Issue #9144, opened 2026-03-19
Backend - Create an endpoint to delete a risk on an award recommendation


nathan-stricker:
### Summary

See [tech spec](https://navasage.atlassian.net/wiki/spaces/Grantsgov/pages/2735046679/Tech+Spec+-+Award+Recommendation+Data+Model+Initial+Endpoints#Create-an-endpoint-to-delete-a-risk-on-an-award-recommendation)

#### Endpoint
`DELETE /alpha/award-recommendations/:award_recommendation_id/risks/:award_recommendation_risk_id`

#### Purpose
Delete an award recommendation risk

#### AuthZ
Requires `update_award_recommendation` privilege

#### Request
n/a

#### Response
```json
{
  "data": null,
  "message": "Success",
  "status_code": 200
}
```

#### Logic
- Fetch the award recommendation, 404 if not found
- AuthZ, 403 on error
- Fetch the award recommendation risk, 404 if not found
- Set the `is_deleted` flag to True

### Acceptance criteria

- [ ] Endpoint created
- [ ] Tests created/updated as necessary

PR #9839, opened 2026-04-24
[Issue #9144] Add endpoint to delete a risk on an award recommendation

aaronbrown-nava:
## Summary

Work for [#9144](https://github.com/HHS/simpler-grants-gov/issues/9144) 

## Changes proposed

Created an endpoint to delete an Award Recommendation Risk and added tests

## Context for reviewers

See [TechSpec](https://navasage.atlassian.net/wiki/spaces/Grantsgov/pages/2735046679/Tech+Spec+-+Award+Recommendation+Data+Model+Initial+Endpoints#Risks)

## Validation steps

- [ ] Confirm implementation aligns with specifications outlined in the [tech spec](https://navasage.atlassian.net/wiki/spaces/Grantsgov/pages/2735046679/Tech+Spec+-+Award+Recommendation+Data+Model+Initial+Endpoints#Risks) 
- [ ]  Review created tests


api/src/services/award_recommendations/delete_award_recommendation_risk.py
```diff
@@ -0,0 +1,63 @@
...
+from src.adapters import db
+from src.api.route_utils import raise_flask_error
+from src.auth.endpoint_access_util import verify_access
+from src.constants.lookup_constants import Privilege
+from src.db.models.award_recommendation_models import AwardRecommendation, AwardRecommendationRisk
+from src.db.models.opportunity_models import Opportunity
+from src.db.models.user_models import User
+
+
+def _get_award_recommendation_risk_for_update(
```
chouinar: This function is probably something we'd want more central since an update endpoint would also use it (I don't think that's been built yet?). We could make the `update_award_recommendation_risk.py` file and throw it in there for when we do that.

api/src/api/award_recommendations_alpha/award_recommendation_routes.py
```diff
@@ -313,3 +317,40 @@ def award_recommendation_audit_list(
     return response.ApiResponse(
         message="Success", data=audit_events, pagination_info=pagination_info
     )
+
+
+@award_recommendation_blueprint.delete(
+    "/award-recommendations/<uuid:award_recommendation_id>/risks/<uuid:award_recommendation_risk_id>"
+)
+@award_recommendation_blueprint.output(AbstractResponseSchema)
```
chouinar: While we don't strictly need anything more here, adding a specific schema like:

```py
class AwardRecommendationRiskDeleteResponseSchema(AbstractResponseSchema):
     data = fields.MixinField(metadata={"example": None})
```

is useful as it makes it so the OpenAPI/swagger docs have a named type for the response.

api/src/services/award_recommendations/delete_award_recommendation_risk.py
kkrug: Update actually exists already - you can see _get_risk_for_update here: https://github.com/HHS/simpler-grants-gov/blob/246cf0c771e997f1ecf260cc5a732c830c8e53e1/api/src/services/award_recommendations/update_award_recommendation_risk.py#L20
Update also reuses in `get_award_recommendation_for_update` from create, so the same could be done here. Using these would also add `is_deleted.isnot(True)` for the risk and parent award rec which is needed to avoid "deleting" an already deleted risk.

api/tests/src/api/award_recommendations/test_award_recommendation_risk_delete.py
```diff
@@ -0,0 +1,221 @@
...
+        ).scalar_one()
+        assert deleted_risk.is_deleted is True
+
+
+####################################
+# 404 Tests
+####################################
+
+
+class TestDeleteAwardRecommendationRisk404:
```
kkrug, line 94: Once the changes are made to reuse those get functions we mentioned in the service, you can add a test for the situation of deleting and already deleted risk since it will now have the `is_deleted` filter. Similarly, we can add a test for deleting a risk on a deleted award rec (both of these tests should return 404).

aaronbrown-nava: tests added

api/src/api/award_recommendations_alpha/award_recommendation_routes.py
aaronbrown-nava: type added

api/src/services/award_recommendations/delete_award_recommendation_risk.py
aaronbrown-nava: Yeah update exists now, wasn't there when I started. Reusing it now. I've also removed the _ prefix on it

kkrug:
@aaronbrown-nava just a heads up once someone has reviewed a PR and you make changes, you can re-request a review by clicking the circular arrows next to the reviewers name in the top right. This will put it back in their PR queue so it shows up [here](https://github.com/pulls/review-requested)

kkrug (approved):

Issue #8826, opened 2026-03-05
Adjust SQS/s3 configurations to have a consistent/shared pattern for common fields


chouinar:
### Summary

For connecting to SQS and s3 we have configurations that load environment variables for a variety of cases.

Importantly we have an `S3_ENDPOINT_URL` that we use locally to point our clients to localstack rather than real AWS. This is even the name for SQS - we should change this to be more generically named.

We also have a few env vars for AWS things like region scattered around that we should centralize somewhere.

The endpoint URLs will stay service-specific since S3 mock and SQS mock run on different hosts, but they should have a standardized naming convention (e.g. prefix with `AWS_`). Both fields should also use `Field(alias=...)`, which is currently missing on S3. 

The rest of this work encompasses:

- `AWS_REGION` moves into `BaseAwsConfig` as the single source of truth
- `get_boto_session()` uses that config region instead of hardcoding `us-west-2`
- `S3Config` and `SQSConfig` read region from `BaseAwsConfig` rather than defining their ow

****************************************

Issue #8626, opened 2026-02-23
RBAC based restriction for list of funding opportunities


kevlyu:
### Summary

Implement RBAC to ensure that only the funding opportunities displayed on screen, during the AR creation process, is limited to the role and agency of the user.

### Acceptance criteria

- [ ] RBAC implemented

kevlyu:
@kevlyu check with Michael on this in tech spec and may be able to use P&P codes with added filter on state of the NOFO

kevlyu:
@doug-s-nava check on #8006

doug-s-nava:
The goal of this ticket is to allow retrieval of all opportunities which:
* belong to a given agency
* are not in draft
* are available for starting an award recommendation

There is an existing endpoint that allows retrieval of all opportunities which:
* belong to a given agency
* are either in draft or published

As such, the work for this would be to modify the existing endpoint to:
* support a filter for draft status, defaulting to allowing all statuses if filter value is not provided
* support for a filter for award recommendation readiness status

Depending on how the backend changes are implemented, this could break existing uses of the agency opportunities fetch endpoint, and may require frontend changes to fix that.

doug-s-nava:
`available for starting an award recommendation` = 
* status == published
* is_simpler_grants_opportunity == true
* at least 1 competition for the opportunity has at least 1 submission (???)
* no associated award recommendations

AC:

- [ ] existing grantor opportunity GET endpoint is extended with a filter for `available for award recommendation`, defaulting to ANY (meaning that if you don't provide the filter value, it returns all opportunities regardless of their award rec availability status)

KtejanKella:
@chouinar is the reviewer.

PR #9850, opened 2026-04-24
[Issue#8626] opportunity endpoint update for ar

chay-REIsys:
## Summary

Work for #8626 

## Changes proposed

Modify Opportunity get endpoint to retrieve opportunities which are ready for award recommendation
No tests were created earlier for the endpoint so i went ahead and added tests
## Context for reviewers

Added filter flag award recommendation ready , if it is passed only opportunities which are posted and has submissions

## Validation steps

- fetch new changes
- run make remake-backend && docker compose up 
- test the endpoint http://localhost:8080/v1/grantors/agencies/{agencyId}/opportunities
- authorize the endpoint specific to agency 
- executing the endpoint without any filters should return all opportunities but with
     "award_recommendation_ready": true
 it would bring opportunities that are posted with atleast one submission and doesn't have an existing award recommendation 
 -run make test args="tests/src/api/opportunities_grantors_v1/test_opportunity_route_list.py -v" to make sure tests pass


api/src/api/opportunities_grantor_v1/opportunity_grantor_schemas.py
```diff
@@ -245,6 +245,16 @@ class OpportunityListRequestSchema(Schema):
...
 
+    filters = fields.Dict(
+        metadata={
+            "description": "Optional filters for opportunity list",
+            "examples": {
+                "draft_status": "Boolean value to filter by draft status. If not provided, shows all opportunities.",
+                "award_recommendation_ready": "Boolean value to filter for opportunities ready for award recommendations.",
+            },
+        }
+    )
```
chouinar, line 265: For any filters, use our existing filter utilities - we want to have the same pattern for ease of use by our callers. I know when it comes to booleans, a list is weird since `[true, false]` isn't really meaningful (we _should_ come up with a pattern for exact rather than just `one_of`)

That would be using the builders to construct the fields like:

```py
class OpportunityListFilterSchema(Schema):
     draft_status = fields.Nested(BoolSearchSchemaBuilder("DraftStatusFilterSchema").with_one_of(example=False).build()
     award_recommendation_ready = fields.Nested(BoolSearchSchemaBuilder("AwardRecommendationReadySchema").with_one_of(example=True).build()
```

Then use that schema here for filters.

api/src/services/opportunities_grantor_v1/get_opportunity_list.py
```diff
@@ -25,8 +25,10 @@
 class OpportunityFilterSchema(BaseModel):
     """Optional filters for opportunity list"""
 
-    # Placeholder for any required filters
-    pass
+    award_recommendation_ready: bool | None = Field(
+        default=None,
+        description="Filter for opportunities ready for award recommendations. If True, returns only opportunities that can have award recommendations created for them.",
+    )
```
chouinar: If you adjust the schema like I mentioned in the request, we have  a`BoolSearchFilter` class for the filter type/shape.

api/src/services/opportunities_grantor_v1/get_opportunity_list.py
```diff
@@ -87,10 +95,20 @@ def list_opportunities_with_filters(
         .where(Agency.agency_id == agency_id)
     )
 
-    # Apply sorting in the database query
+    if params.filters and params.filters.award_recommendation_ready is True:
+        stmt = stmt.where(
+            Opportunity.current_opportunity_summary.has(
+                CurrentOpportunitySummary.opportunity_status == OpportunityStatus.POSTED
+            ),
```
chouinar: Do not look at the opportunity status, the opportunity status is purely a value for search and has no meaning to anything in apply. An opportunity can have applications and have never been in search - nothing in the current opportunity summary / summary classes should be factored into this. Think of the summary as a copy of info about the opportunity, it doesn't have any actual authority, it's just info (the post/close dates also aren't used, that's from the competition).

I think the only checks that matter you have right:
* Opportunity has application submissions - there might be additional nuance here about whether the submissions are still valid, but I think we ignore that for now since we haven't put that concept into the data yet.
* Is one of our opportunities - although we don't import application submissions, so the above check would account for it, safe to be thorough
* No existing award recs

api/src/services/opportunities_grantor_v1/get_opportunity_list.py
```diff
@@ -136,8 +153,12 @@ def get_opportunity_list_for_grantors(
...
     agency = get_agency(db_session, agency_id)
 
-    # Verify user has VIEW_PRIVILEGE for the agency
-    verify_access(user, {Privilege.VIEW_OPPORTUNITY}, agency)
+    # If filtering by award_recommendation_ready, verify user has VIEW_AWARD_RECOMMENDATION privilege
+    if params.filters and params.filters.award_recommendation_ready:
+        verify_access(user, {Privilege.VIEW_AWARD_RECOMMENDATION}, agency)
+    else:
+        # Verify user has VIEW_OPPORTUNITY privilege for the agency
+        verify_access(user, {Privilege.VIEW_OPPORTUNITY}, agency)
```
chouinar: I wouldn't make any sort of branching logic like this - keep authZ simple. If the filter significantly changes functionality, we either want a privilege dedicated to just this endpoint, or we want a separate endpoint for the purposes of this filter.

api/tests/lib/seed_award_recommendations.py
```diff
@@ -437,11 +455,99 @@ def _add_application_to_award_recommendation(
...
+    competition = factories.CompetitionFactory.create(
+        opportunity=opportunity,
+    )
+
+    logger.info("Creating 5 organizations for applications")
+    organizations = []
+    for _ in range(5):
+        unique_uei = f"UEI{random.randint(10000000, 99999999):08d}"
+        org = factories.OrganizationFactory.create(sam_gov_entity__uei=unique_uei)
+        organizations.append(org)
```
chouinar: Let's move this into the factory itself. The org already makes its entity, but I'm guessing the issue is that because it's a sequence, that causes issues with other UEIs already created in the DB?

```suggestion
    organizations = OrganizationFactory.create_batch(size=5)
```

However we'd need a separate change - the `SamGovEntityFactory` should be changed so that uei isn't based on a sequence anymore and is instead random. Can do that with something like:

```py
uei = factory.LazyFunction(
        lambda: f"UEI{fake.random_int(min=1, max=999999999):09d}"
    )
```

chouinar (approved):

****************************************

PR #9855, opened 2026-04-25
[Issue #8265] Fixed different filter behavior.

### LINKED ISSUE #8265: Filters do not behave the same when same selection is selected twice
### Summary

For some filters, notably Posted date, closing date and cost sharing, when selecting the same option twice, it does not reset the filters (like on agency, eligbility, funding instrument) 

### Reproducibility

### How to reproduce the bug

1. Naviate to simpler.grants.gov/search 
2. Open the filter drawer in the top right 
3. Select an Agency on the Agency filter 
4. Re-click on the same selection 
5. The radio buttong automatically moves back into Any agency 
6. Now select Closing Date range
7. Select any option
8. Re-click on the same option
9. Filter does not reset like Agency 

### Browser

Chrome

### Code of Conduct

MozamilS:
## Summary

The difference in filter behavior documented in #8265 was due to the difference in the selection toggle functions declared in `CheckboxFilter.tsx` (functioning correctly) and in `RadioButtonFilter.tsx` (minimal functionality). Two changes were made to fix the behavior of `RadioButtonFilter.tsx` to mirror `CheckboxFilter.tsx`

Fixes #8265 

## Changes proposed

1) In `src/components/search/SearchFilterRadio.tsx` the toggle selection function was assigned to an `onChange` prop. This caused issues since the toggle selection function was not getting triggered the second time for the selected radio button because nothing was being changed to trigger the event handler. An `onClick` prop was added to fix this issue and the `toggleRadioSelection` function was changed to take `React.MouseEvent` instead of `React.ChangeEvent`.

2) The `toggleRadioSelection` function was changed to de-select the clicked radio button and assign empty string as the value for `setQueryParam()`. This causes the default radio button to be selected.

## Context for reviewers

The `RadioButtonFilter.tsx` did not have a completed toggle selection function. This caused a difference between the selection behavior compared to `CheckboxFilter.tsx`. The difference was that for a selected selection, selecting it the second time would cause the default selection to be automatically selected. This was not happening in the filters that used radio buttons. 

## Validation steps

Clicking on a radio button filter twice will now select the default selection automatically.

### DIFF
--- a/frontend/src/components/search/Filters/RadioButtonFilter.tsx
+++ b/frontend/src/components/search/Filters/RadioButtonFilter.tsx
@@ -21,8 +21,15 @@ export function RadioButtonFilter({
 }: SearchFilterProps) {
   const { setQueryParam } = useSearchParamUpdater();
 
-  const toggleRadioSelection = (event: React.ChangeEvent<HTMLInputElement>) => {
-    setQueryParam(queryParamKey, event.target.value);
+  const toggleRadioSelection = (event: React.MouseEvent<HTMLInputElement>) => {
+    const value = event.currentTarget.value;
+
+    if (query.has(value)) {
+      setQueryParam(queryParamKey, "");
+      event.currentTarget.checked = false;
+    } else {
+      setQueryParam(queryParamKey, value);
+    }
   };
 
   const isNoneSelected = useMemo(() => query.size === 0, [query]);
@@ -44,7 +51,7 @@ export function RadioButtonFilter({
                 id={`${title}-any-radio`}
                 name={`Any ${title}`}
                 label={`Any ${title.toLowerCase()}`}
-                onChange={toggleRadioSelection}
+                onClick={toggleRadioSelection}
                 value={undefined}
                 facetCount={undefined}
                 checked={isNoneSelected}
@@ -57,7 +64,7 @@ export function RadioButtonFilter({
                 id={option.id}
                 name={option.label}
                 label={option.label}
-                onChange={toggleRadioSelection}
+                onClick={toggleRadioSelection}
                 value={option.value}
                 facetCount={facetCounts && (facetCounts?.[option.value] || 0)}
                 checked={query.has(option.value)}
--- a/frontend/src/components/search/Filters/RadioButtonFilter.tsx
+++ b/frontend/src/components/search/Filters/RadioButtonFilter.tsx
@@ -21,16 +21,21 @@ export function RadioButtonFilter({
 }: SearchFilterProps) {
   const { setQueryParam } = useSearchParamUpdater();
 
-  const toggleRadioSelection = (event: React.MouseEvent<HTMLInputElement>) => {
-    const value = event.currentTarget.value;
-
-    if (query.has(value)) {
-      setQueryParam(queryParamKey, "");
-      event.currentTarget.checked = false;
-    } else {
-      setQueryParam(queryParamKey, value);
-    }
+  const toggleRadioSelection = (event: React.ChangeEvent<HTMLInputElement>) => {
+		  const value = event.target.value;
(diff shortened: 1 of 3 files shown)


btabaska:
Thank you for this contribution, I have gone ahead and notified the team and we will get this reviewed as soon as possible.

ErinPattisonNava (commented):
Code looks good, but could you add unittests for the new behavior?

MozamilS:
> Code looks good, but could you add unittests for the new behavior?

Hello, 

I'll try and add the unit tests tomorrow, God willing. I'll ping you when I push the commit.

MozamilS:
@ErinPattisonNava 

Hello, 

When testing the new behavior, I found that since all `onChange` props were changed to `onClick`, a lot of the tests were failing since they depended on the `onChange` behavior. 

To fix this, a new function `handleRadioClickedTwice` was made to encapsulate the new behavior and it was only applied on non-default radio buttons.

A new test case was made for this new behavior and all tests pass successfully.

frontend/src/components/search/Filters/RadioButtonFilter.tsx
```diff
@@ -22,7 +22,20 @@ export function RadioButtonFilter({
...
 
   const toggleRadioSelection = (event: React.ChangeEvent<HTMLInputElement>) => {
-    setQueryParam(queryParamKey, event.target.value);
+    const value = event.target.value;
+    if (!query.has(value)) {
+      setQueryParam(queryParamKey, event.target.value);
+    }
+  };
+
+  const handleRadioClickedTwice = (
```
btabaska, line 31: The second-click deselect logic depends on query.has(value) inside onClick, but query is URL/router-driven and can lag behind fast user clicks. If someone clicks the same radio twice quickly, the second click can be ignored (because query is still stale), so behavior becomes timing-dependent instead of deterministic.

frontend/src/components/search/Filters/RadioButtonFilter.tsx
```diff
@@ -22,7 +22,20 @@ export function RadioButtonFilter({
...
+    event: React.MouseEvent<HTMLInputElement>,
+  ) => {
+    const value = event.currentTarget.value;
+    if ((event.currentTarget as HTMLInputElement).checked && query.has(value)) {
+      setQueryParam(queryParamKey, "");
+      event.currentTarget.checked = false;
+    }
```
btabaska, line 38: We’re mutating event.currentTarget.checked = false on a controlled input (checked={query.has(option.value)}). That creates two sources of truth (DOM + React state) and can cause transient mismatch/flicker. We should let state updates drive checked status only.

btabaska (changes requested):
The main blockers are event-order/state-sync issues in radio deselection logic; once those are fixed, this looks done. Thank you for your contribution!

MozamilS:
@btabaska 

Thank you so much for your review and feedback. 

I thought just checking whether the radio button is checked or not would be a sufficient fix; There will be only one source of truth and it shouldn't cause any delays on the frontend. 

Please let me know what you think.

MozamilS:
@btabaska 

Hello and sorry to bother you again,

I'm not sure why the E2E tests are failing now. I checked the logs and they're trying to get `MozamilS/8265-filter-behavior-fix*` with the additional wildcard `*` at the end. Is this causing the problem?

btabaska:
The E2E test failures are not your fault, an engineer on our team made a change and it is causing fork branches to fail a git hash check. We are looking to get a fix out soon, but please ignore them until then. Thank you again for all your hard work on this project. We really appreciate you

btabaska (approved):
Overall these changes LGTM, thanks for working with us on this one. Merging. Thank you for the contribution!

****************************************

** Task to complete **
From the entries above, restate word for word the lines from the line containing "Issue #9144, opened 2026-03-19" to the line containing "#### Purpose", both ends included, and nothing more.

** Expected answer **
Issue #9144, opened 2026-03-19
Backend - Create an endpoint to delete a risk on an award recommendation


nathan-stricker:
### Summary

See [tech spec](https://navasage.atlassian.net/wiki/spaces/Grantsgov/pages/2735046679/Tech+Spec+-+Award+Recommendation+Data+Model+Initial+Endpoints#Create-an-endpoint-to-delete-a-risk-on-an-award-recommendation)

#### Endpoint
`DELETE /alpha/award-recommendations/:award_recommendation_id/risks/:award_recommendation_risk_id`

#### Purpose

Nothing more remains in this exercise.